I have a data file like the following (simplified, I have more columns):
timestamp | frame_idx | gaze_pos_x | gaze_pos_y | gaze_dir_x | gaze_dir_y | gaze_dir_z | |
---|---|---|---|---|---|---|---|
0 | 2269.17 | 45 | 893.314 | 500.136 | 0.165454 | -0.0222454 | 0.985967 |
1 | 2274.17 | 45 | 896.61 | 502.564 | 0.176397 | -0.0098666 | 0.98427 |
2 | 2279.17 | 46 | 900.592 | 499.049 | 0.189087 | -0.018215 | 0.981791 |
3 | 2284.17 | 46 | 906.321 | 478.184 | 0.18891 | -0.0307506 | 0.981513 |
4 | 2289.17 | 46 | 893.465 | 502.793 | 0.175493 | -0.0210113 | 0.984257 |
5 | 2294.17 | 46 | 898.629 | 497.182 | 0.190142 | -0.0151722 | 0.981639 |
6 | 2299.3 | 46 | 893.554 | 496.782 | 0.183007 | -0.0150504 | 0.982996 |
7 | 2304.3 | 46 | 905.338 | 482.343 | 0.188236 | -0.0249608 | 0.981807 |
8 | 2309.3 | 46 | 897.44 | 495.476 | 0.187434 | -0.0199951 | 0.982074 |
9 | 2424.3 | 48 | 893.358 | 495.474 | 0.171512 | -0.0198278 | 0.984982 |
And an object like this (again simplified):
class Gaze:
def __init__(self, ts, frame_idx, gaze2D, gaze_dir3D=None):
self.ts = ts
self.frame_idx = frame_idx
self.gaze2D = gaze2D
self.gaze_dir3D = gaze_dir3D
where gaze2D
is a numpy array containing [gaze_pos_x, gaze_pos_y]
and gaze_dir3D
is a numpy array containing [gaze_dir_x, gaze_dir_y, gaze_dir_z]
.
I want to efficiently load in the data file and make one Gaze
object per row. I have implemented the below, but this is very slow:
def readDataFromFile(fileName):
gazes = []
data = pd.read_csv(str(fileName), delimiter='t', index_col=False, dtype=defaultdict(lambda: float, frame_idx=int))

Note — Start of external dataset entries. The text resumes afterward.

PR #117, opened 2025-09-05
Removed class attributes in leap_c/ocp/acados/parameters.py

FilippoAiraldi:
This PR removes (probably unintentional) class attributes from `AcadosParameter` and `AcadosParameterManager`. 

Class attributes are attributes defined at the class level and assigned a default value. These attributes are then **shared across all instances** of that class. From the code, this does not seem to the intended purpose, e.g., each `AcadosParameterManager` instance should have its own `parameters` dict.

I also turned `AcadosParameter` to a dataclass so as to allow `vary_stages` to have a default empty list value. In the current implementation, the default value is mutable, thus shared across all instances, as aforementioned. 

I also removed `None` as a possible value from `learnable_parameters` and similar fields in `AcadosParameterManager`. It seems these fields are always initialized at construction and are never nulled.

### DIFF
--- a/leap_c/ocp/acados/parameters.py
+++ b/leap_c/ocp/acados/parameters.py
@@ -1,4 +1,5 @@
-from typing import NamedTuple, Literal
+from dataclasses import dataclass, field
+from typing import Literal
 import warnings
 
 import casadi as ca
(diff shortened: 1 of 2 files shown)


JasperHoffmann:
Thank you, makes sense! The `AcadosParameterManager` should just have type hints on the class level :)

JasperHoffmann (approved):
Looks good!

PR #118, opened 2025-09-05
exposing `n_batch_max` and `num_threads_batch_solver` in `AcadosDiffMpc.__init__`

FilippoAiraldi:
Changing `N_BATCH_MAX` and `NUM_THREADS_BATCH_SOLVER` to different values (e.g., in my case to higher values for Monte Carlo computations) is not straightforward. Before importing any other leap-c module, one must

```python
import leap_c.ocp.acados.diff_mpc as leap_c_diff_mpc

leap_c_diff_mpc.N_BATCH_MAX = ...
leap_c_diff_mpc.NUM_THREADS_BATCH_SOLVER = ...

from leap_c import ...  # other leap-c imports
```
so that the new values for these two constants are actually used.

By instead exposing two new arguments in `AcadosDiffMpc.__init__` we could have them passed as arguments when creating the controller.

### DIFF
--- a/leap_c/ocp/acados/diff_mpc.py
+++ b/leap_c/ocp/acados/diff_mpc.py
@@ -93,6 +93,9 @@ class AcadosDiffMpcFunction(DiffFunction):
         sensitivity_ocp: AcadosOcp | None = None,
         discount_factor: float | None = None,
         export_directory: Path | None = None,
+        *,
+        n_batch_max: int = N_BATCH_MAX,
+        num_threads_batch_solver: int = NUM_THREADS_BATCH_SOLVER,
     ) -> None:
         self.ocp = ocp
         self.forward_batch_solver, self.backward_batch_solver = (
@@ -101,8 +104,8 @@ class AcadosDiffMpcFunction(DiffFunction):
                 sensitivity_ocp=sensitivity_ocp,
                 discount_factor=discount_factor,
                 export_directory=export_directory,
-                n_batch_max=N_BATCH_MAX,
-                num_threads=NUM_THREADS_BATCH_SOLVER,
+                n_batch_max=n_batch_max,
+                num_threads=num_threads_batch_solver,
             )
         )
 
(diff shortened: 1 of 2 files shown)


JasperHoffmann:
I think adding something like this makes sense :) I still think there is a value in having global variables. I think one problem could be that the variables are just accessed while parsing the class definition of `AcadosDiffMpc`. An alternative could be to allow as a default value `None` for both `n_batch_max` and `num_threads` for the arguments of `AcadosDiffMpc.__init__`. We then access the defaults then like this:

```python
        self.forward_batch_solver, self.backward_batch_solver = (
            create_forward_backward_batch_solvers(
                ocp=ocp,
                sensitivity_ocp=sensitivity_ocp,
                discount_factor=discount_factor,
                export_directory=export_directory,
                n_batch_max=N_BATCH_MAX if n_batch_max is None else n_batch_max,   # reevaluate what the globals are
                num_threads=NUM_THREADS_BATCH_SOLVER if num_threads is None else num_threads,
            )
        )
  ```

**Comment by FilippoAiraldi** [comment]
Hi @JasperHoffmann,  

Yeah, I don't see any issue with keeping the global variables defined at the top of the file. Maybe just change their names to something like, e.g., `DEFAULT_N_BATCH_MAX` and `DEFAULT_NUM_THREADS_BATCH_SOLVER`?

File: leap_c/ocp/acados/diff_mpc.py [hunk 1]
```diff
@@ -104,8 +104,10 @@ def __init__(
                 sensitivity_ocp=sensitivity_ocp,
                 discount_factor=discount_factor,
                 export_directory=export_directory,
-                n_batch_max=n_batch_max,
-                num_threads=num_threads_batch_solver,
+                n_batch_max=N_BATCH_MAX if n_batch_max is None else n_batch_max,
```
dirkpr, line 107: Renaming to `DEFAULT_N_BATCH_MAX`, `DEFAULT_NUM_THREADS_BATCH_SOLVER` was a good idea.

JasperHoffmann (approved):
Looks good :) Thank you!

Btw. is there a specific reason for making `n_batch_max`, and `num_threads_batch_solver` keyword only?

FilippoAiraldi:
> Looks good :) Thank you!
> 
> Btw. is there a specific reason for making `n_batch_max`, and `num_threads_batch_solver` keyword only?

I usually require advance options/args as keywords. But I see that that's not the style you are using in `leap-c`, so I can remove it in some next PR

PR #119, opened 2025-09-05
set trainer to eval/train mode; wrap `validate` in `torch.inference_mode`

FilippoAiraldi:
In `Trainer.run`, PyTorch modules are never set to train or evaluation mode during training or validation, respectively. This can be an issue if layers such as DropOut are included in any submodules (see [this](https://docs.pytorch.org/docs/stable/notes/autograd.html#evaluation-mode-nn-module-eval)). This commit activates train mode (`self.train()`) or eval mode (`self.eval()`) as needed in `Trainer.run`.

On top of that, calls to `Trainer.validate` in `Trainer.run` have been wrapped in a `torch.inference_mode` context manager to disable gradient computations, hopefully speeding up validation runtime (see [this](https://docs.pytorch.org/docs/stable/notes/autograd.html#inference-mode)).

### DIFF
--- a/leap_c/trainer.py
+++ b/leap_c/trainer.py
@@ -204,17 +204,22 @@ class Trainer(ABC, nn.Module, Generic[TrainerConfigType]):
         train_loop_iter = self.train_loop()
 
         # initial policy validation
-        val_score = self.validate()
+        self.eval()
+        with torch.inference_mode():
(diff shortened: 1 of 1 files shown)


JasperHoffmann (approved):
Looks good!

PR #120, opened 2025-09-09
Missing dependency on PyYAML after removal of wand from dependencies

FilippoAiraldi:
Now that `wandb` is no longer a required dependency (which would have installed `PyYAML` automatically), we have to explicitly add `PyYAML` as a new dependency. It is used in `leap_c/trainer.py` to dump configurations as yaml files.

### DIFF
--- a/pyproject.toml
+++ b/pyproject.toml
@@ -5,7 +5,7 @@ build-backend = "setuptools.build_meta"
 [project]
 name = "leap-c"
 version = "2024.0.0"
-dependencies = ["gymnasium", "scipy", "numpy", "pandas"]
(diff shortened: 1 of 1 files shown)


dirkpr (approved):
Thanks! Ideally a test would  discover this missing dependency. We might want to discuss coverage.

FilippoAiraldi:
I agree. I discovered the bug via a fresh installation. 

I would expect any test that imports the trainer (or that leads to the trainer being invoked) to fail. But maybe PyYAML gets installed as a dependency of a test library, so the bug was missed?

PR #121, opened 2025-09-09
`episode_rollout` induces error with rendering

FilippoAiraldi:
In the current implementation, `episode_rollout` will always try to wrap the env in `RecordVideo` because the supplied `video_folder` is never `None`. This will induce an error if the environment does not support an image rendering mode.

Also, it will try to wrap the original env even if `render_episodes` is `0` or less, which should instead disable video recording as far as I can tell.

This PR fixes this issue by checking that the rendering mode is compatible with `RecordVideo`, i.e., `env.render_mode not in (None, "human", "ansi")` (I have taken these from `RecordVideo.__init__`).

The second commit improves type hinting and docstring of said method.

### DIFF
--- a/leap_c/utils/rollout.py
+++ b/leap_c/utils/rollout.py
@@ -38,15 +38,21 @@ def episode_rollout(
         keys "score", "length", "terminated", and "truncated" and a dictionary of
         policy statistics.
     """
-    if render_human and video_folder is not None:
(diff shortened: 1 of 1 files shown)


dirkpr (commented):
Thanks, looks good to me!

dirkpr (approved):

PR #127, opened 2025-09-11
Docs, typehints and refactorings

FilippoAiraldi:
This PR is a collection of many small changes to the following:

- docstrings: updated some docstrings to the new 100 char max line length. Also, formatted default values and new lines when inconsistent.
- type hints: added a bunch of type hints here and there, wherever I noticed them missing.
- minor refactorings.

No change to any functionality was made.

### DIFF
--- a/leap_c/ocp/acados/parameters.py
+++ b/leap_c/ocp/acados/parameters.py
@@ -1,7 +1,6 @@
-import warnings
-from collections.abc import Collection, Iterable
 from dataclasses import dataclass, field
-from typing import Any, Literal
+from typing import Any, Collection, Iterable, Literal
+from warnings import warn
 
 import casadi as ca
 import gymnasium as gym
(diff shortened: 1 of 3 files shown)


leap_c/torch/rl/sac_zop.py
```diff
@@ -350,10 +350,10 @@ def act(
 
     @property
     def optimizers(self) -> list[torch.optim.Optimizer]:
-        if self.alpha_optim is None:
-            return [self.q_optim, self.pi_optim]
-
-        return [self.q_optim, self.pi_optim, self.alpha_optim]
+        optimizers = [self.q_optim, self.pi_optim]
```
dirkpr, line 353: I sense some code duplication here. Should we refactor this?

dirkpr (approved):
Thanks a lot for modifying for type hints, python idioms, and cleaner code! Only left some minor comments for discussion.

PR #131, opened 2025-09-15
MX option in acados param manager

svsawant:
This pr contains a small change/functionality:
- Adding an option to AcadosParameterManager to generate casadi.MX variables (default is set to be SX as before)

allCols = tuple([c for c in data.columns if col in c] for col in (
'gaze_pos','gaze_dir'))
# allCols -> ([gaze_pos_x, gaze_pos_y],[gaze_dir_x, gaze_dir_y, gaze_dir_z]), a list can be empty if a set of columns is missing (gaze_dir is optional)
# run through all rows
for _, row in data.iterrows():
frame_idx = int(row['frame_idx']) # must cast to int as pd.Series seems to lose typing of dataframe.... :s
ts = row['timestamp']
# get all values (None if columns not present)
# again need to cast to float despite all items in the series being a float, because the dtype of the series is object... :s
args = tuple(row[c].astype('float').to_numpy() if c else None for c in allCols)
gazes.append(Gaze(ts, frame_idx, *args))
return gazes
As said, this is very slow, the row iteration takes forever, it is prohibitively slow for my use case. Is there a more efficient way of doing this? Using a similar read-in function using a csv.DictReader
is a little faster but still way too slow.